» Stored data entries:
▶

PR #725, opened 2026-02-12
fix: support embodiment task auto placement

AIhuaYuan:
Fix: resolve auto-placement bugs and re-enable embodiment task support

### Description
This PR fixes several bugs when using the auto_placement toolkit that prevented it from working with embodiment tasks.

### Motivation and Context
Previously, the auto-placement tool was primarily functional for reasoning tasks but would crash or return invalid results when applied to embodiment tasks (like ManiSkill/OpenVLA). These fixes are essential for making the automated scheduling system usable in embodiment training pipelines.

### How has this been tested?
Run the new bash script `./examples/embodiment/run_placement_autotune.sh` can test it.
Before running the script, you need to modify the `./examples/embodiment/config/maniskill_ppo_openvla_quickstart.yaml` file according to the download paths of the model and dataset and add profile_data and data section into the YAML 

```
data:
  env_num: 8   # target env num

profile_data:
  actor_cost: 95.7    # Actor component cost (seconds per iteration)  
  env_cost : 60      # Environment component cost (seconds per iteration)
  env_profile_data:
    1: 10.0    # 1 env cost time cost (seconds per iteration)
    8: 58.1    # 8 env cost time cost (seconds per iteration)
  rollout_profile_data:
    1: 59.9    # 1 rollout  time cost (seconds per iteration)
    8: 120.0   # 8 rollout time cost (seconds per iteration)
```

◀
▶

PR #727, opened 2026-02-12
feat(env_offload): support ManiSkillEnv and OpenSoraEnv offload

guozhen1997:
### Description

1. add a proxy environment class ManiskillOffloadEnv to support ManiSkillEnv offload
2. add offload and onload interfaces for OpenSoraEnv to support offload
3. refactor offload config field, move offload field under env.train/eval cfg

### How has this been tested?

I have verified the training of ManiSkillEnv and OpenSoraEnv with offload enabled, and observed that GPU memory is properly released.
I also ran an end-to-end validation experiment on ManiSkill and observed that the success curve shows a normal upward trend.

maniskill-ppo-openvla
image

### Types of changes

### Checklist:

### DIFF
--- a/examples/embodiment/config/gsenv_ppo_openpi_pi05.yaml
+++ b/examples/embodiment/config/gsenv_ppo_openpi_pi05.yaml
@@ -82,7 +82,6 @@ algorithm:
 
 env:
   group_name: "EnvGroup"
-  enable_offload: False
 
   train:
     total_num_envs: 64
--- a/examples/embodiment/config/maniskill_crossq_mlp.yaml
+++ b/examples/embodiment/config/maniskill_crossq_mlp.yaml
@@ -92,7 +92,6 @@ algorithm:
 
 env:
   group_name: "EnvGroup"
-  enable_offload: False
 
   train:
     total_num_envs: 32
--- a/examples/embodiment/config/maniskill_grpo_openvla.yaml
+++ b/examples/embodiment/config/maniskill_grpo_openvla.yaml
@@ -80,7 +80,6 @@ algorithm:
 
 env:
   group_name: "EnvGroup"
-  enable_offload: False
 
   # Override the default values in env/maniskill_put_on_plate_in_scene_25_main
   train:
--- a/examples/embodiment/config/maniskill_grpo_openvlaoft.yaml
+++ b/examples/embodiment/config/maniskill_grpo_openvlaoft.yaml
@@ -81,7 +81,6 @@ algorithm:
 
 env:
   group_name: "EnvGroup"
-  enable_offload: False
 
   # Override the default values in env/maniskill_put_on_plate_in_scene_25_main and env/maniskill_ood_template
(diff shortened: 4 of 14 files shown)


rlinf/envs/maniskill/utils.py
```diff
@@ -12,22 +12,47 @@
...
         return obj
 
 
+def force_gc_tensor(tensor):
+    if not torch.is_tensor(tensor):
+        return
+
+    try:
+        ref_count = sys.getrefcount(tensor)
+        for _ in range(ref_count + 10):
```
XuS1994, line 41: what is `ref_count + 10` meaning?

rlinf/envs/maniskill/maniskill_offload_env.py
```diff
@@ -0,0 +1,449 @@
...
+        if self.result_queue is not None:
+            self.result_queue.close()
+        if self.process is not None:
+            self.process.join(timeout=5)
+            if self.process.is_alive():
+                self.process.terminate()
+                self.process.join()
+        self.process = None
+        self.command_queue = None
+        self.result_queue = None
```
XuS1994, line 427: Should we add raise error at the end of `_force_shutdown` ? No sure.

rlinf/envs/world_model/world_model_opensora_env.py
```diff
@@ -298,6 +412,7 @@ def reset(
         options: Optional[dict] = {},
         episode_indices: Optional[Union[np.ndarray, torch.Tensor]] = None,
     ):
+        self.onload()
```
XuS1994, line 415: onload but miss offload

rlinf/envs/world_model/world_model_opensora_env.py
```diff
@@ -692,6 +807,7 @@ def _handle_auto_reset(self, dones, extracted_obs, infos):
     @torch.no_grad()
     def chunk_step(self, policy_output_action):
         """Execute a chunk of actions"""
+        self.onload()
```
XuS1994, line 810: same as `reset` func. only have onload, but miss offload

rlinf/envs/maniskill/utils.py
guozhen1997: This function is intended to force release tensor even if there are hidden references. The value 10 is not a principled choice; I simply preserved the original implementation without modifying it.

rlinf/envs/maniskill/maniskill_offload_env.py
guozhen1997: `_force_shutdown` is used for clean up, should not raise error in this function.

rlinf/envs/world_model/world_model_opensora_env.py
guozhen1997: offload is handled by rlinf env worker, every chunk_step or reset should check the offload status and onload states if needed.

◀
▶

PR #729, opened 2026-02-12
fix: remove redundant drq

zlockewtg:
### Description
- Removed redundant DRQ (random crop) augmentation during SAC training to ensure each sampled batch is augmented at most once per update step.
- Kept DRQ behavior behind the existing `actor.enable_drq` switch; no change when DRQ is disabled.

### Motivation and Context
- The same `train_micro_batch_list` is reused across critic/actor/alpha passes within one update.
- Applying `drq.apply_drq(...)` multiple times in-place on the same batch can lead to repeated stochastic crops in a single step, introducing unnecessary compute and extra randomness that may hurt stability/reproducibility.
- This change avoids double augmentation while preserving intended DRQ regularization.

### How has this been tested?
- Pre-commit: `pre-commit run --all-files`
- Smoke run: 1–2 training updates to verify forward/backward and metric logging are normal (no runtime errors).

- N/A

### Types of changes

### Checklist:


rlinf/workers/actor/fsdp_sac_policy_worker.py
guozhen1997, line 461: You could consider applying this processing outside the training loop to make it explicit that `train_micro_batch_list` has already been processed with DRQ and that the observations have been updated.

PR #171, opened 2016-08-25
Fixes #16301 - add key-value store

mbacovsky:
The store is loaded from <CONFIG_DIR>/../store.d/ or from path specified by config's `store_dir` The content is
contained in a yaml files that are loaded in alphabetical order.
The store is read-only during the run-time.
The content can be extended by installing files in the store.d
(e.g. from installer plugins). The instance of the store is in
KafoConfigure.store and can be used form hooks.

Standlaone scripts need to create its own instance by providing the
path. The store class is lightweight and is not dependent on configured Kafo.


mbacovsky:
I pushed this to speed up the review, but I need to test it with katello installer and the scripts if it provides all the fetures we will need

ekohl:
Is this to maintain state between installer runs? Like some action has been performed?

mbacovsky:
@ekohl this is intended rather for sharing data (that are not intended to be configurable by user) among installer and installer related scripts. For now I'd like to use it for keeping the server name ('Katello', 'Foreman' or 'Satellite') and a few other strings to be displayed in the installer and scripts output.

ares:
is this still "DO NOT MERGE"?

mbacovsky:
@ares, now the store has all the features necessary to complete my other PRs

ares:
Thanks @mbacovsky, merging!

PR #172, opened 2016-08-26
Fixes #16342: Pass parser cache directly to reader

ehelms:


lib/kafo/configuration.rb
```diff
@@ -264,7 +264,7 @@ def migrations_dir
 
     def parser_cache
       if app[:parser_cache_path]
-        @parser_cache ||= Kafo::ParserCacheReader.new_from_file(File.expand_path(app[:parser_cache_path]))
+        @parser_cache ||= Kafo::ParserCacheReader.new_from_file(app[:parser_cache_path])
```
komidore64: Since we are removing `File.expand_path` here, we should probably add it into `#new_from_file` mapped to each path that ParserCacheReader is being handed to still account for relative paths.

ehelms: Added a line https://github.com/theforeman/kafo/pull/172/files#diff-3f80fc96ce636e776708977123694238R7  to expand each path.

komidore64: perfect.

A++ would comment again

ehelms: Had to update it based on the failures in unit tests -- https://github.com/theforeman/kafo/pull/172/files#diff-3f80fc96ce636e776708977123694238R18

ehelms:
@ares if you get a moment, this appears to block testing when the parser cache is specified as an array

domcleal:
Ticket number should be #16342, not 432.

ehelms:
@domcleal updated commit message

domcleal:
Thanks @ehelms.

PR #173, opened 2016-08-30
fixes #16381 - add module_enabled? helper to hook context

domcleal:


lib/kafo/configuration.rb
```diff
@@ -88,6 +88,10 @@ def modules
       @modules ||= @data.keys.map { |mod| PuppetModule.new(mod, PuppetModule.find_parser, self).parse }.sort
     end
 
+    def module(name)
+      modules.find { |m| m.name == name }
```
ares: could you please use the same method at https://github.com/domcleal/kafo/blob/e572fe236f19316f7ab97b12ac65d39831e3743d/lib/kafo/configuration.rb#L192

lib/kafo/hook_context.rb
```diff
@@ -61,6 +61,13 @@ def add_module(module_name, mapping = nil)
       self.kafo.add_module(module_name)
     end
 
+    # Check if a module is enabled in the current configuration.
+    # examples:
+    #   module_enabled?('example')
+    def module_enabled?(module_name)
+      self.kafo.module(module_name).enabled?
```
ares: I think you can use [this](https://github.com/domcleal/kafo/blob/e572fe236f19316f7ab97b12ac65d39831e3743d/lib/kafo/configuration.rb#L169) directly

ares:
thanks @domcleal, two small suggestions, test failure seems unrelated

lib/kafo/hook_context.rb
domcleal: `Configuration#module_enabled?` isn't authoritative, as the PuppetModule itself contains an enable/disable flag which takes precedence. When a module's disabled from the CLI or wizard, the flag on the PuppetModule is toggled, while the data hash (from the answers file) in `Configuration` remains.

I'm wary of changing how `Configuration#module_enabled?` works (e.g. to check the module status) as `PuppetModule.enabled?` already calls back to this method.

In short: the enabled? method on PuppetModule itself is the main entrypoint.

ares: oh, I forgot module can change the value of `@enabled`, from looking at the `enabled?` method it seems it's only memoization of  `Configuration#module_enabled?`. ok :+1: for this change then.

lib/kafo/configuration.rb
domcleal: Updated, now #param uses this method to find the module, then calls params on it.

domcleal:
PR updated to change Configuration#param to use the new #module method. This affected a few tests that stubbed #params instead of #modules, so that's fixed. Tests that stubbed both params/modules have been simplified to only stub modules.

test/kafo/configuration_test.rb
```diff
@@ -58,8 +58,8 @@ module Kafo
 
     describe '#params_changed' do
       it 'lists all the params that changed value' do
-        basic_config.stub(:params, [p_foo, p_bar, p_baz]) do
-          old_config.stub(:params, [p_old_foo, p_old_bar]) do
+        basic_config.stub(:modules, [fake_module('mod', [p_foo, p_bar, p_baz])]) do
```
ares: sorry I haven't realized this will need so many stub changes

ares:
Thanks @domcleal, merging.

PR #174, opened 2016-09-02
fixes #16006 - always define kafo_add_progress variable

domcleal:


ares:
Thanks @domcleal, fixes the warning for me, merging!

◀

» WHAT YOU HAVE TO DO: In the entries above, find the line holding "Previously, the auto-placement" and the line holding "Run the new"; print both of them and every line between, exactly, and nothing else.

» ANSWER TO THE PROBLEM:
Previously, the auto-placement tool was primarily functional for reasoning tasks but would crash or return invalid results when applied to embodiment tasks (like ManiSkill/OpenVLA). These fixes are essential for making the automated scheduling system usable in embodiment training pipelines.

### How has this been tested?
Run the new bash script `./examples/embodiment/run_placement_autotune.sh` can test it.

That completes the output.